In addition, the Saudi Data & AI Authority (SDAIA) will deploy up to 5,000 Blackwell GPUs to help enable smart city solutions. Nvidia will also help train thousands of developers in the country and deploy the country’s first Omniverse Cloud to simulate and test physical AI solutions.
Bank of America analysts estimated that the deal could be worth between $15 billion to $20 billion in total spending over the length of the agreement. That would equal $3 billion to $5 billion in annual sales.
In addition, the U.S. is reportedly close to easing chip export restrictions on the United Arab Emirates. The deal would let the nation import 500,000 advanced AI chips a year through at least 2027. About 20% of the chips would go to Abu Dhabi AI company G42, with the rest distributed to U.S. companies building data centers in the country.
The deals should help replace some of the company’s lost revenue to China, after the U.S. tightened export controls to the country. China accounted for about $17 billion of Nvidia’s revenue last fiscal year, but it said it was down to mid-single digits of its data center revenue in fiscal Q4. Based on its Q4 run rate, that would be about $7 billion a year.
AMD, meanwhile, announced it had struck a $10 billion deal with Humain to supply chips to the company over the next five years. AMD said it will provide the full spectrum of its AI compute portfolio, which seemingly means both GPUs and central processing units (CPUs). It also signed a memorandum of understanding with SDAIA to explore using AMD chips to power future AI-focused data centers.
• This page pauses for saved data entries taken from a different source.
PR #1342, opened 2016-08-20
Conforms to Swift 3 - Xcode 8 beta 6

acegreen:


acegreen:
@liuxuan30 there could be a few errors in this. I would go over with a fine-tooth comb. I noticed my Pie chart hole is no longer transparent. Looking into that

liuxuan30:
are you saying there are issues with the library or xcode beta?

acegreen:
@liuxuan30 No the changes introduced because of beta 6 might have caused some small errors. I noticed my pie chart hole is no longer transparent for example. Not sure if this is related to the changes or from before. All I'm saying is we should go through this before merging it.

liuxuan30:
well.. I assume the conversion tool will take care of all of them. Why you said copy/paste mistakes? Downloading beta 6...

acegreen:
I do most of my changes manually to make sure its the intended change and for example
context.move(to:) now takes a CGPoint, so I had to change it to one and in some cases MIGHT have not gotten right. Again I'm being overly cautious with my statements. Could also be that everything is 100%. So again to summarize, I didn't catch any mistakes in my review but there could be.

Charts/Classes/Renderers/CandleStickChartRenderer.swift
```diff
@@ -43,7 +43,7 @@ public class CandleStickChartRenderer: LineScatterCandleRadarChartRenderer
         }
     }
     
-    private var _shadowPoints = [CGPoint](repeating: CGPoint(), count: 4)
+    private var _shadowPoints = [CGPoint](repeating: CGPoint(), count: 2)
```
acegreen: @liuxuan30 this is a mistake. Surprising since no change needed to be made on that line

Charts/Classes/Renderers/LineChartRenderer.swift
```diff
@@ -709,10 +689,10 @@ public class LineChartRenderer: LineRadarChartRenderer
                 {
                     // Begin path for circle with hole
                     context.beginPath()
-                    context.addEllipse(inRect: rect)
+                    context.addEllipse(in: rect)
                     
                     // Cut hole in path
-                    context.addArc(centerX: pt.x, y: pt.y, radius: circleHoleRadius, startAngle: 0.0, endAngle: CGFloat(M_PI_2), clockwise: 1)
+                    context.addArc(center: CGPoint(x: pt.x, y: pt.y), radius: circleHoleRadius, startAngle: 0.0, endAngle: CGFloat(M_PI_2), clockwise: true)
```
acegreen: Assumed clockwise: true is the same as clockwise: 1

Charts/Classes/Renderers/CandleStickChartRenderer.swift
liuxuan30: such changes should be included I guess, if not converted by Xcode 8. I would only use the conversion tool to do the job, since it's all about swift 3.0, not about bugs or issues. If you manually changed something, with so many diff in one PR, it's hard to find out.

Anyway, swift 3.0 branch is just for testing

Charts/Classes/Renderers/LineChartRenderer.swift
```diff
@@ -771,11 +750,11 @@ public class LineChartRenderer: LineRadarChartRenderer
                 context.setLineWidth(set.highlightLineWidth)
                 if (set.highlightLineDashLengths != nil)
                 {
-                    context.setLineDash(phase: set.highlightLineDashPhase, lengths: set.highlightLineDashLengths!, count: set.highlightLineDashLengths!.count)
+                    context.setLineDash(phase: set.highlightLineDashPhase, lengths: set.highlightLineDashLengths!)
                 }
                 else
                 {
-                    context.setLineDash(phase: 0.0, lengths: nil, count: 0)
+                    context.setLineDash(phase: 0.0, lengths: [])
```
acegreen: Assumed [] would suffice. setLineDash expects a value for length now.

Charts/Classes/Renderers/CandleStickChartRenderer.swift
acegreen: Not sure what you are saying. That change is simply a type, I removed count: by accident and put it back and instead of 4, I put it back as 2. For other changes, I don't use the tool because with Swift 3 it causes of syntax issue. Also many in this beta were not suggested.

liuxuan30: hmm, it seems get complicated... I mean the conversion tool will not change count 4 to 2 right? It seems like a manual change. I am asking why we change from 4 to 2.
Also, why you said "many changes in this beta were not suggested" ? I am still downloading, but I need to work then.

acegreen: Yea give the conversion tool a try then you will understand. Anyways in this instance its simply a mistake. I can submit another commit with the fix once we go over the rest, to make sure there aren't any other mistakes.

Charts/Classes/Components/ChartYAxis.swift
```diff
@@ -254,7 +254,7 @@ public class ChartYAxis: ChartAxisBase
             return ""
         }
         
-        return (valueFormatter ?? _defaultValueFormatter).string(from: entries[index])!
+        return (valueFormatter ?? _defaultValueFormatter).string(for: entries[index])!
```
liuxuan30: I am not sure if we need to use for (default imp will crash) or use NSNumber. Have you test it yet?

Charts/Classes/Renderers/CandleStickChartRenderer.swift
liuxuan30: @acegreen I now understand. However, I think `_shadowPoints` count should be 4. not 2. Code below uses 4 of them.

Charts/Classes/Renderers/PieChartRenderer.swift
```diff
@@ -554,17 +541,17 @@ public class PieChartRenderer: ChartDataRendererBase
...
                         width: secondHoleRadius * 2.0,
                         height: secondHoleRadius * 2.0))
-                    context.addEllipse(inRect: CGRect(
+                    context.addEllipse(in: CGRect(
                         x: center.x - holeRadius,
                         y: center.y - holeRadius,
                         width: holeRadius * 2.0,
                         height: holeRadius * 2.0))
-                    context.eoFillPath()
+                    context.fillPath()
```
liuxuan30: according to CGContextEOFillPath, the rule is even-odd fill rule. However fillPath() seems taking default rule which is winding. I suspect we need check this.

Charts/Classes/Data/Implementations/Standard/ChartDataEntry.swift
```diff
@@ -38,30 +38,32 @@ public class ChartDataEntry: NSObject
         self.xIndex = xIndex
     }
     
-    public init(value: Double, xIndex: Int, data: AnyObject?)
+    public init(value: Double, xIndex: Int, data: Any?)
```
liuxuan30: I am not sure if this is the correct way to use Any. I am confused what Swift is trying to do here about Any and AnyObject. I know `isEqual` method in beta 6 uses Any type, however simply use `self.data = data as AnyObject` seems lame to me..

liuxuan30:
@acegreen hey I just spend several hours on this. Thanks for your work, I know it's painful and requires patience.

There are several issues we need to address (also in line note):

1. public init(value: Double, xIndex: Int, data: Any?) in ChartDataEntry
2. eoFillPath(), also not sure if this is related to your pie chart issue
3. string(for:)
4. private var _shadowPoints = [CGPoint](repeating: CGPoint(), count: 2)

You could continue commit in this PR

pixelspark:
Great work @acegreen! Unfortunately some build issues when building for OS X as well (many of which are simple fix its, it appears). Might have time to submit a PR later this week (if you haven't applied the fix-its already yourself by then :))

Charts/Classes/Renderers/CandleStickChartRenderer.swift
acegreen: haha ITS MY MISTAKE :P, I removed the count and when I added it, I added it back as 2. IT SHOULD BE 4. I'll update it in the next commit

acegreen:
@liuxuan30 Yea but we should be able to sort it out. 
1. Can you elaborate on this?
2. I wrongly assumed fillPath() is equivalent to eoFillPath() but it should be
fillPath(using: .evenOdd). I changed 4 instances back to that. 
3. Reverted back to string(from: ) but casted values as NSNumber
4. Corrected back to count: 4

Charts/Classes/Data/Implementations/Standard/ChartDataEntry.swift
acegreen: I think it is. Its proposal [SE-0116](https://github.com/apple/swift-evolution/blob/master/proposals/0116-id-as-any.md)

Charts/Classes/Components/ChartYAxis.swift
acegreen: I changed it back to from: as NSNumber in the new commit

Charts/Classes/Renderers/PieChartRenderer.swift
acegreen: Corrected in new commit

liuxuan30:
@acegreen I am going to merge this PR soon, but a few more comments:

for 1, I am just saying using `Any` and later `self.data = data as AnyObject` seems weird.. but you give me SE0116, so let's move forward.

for 2, have you investigated .evenOdd or winding, and relates to your pie chart issue?
for 3, my beta 6 told me to use `formatter.string(from: NSNumber(val))` instead of `as`, though they look equivelant, so I am fine.

acegreen:
2. I investigated that and it turns out there is an .evenOdd option in fillPath. Which is what i should have used in the first place for all eoFillPath() (eo = evenOdd) but instead I used just fillPath(). Second commit reverts back to using evenOdd with the Swift 3 syntax
3. Both are the same, though Apple recommends casting "as" for dealing with Swift to objc equivalent. I think it's SE-0072 https://github.com/apple/swift-evolution/blob/master/proposals/0072-eliminate-implicit-bridging-conversions.md
Using .evenOdd addresses the pie chart issue and is back to the way it was (which is good)

liuxuan30:
great, merged. Thanks!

When it reported its Q1 results, AMD noted that it would take a $700 million hit in revenue in Q2 due to new Chinese export restrictions and $1.5 billion for the year. With the Humain deal being worth $2 billion a year, that should replace much of this lost revenue.
The next big trend
In addition to the deals helping replace lost Chinese revenue, they also mark what could be one of the next big growth drivers for the chipmakers: sovereign AI investments.
Saudi Arabia and the United Arab Emirates are clearly looking to invest in AI and data centers, but they are not the only countries. Just within the Middle East, Kuwait has partnered with Microsoft to help position the company as a regional AI leader. Bahrain and Qatar are also spending to build out AI infrastructure in their countries.
Outside of the Middle East, India has partnerships with the big three cloud computing companies to help scale its AI infrastructure. Even smaller countries like Singapore are allocating money toward AI.
Meanwhile, it seems like President Trump is willing to use the AI semiconductor dominance of the U.S. as a bargaining chip in trade deals. As the U.S. negotiates a new trade deal with China, perhaps the recent chip restrictions could even be rescinded.
Is it time to buy the stocks?
Both Nvidia and AMD are well-positioned to benefit from increased AI infrastructure spending. Nvidia is the clear leader in the GPU space with an over 80% market share, and should continue to see strong growth as data center spending continues to ramp up.
Meanwhile, AMD has proven to be a leader when it comes to supplying CPUs for data centers. It’s also carved a nice niche in the GPU market for AI inference. With inference eventually expected to become a much larger market than AI model training, the company is well situated.
In addition, both stocks are attractively valued, with each trading around a 30 times forward price-to-earnings ratio (P/E) and a lot of growth potential still ahead.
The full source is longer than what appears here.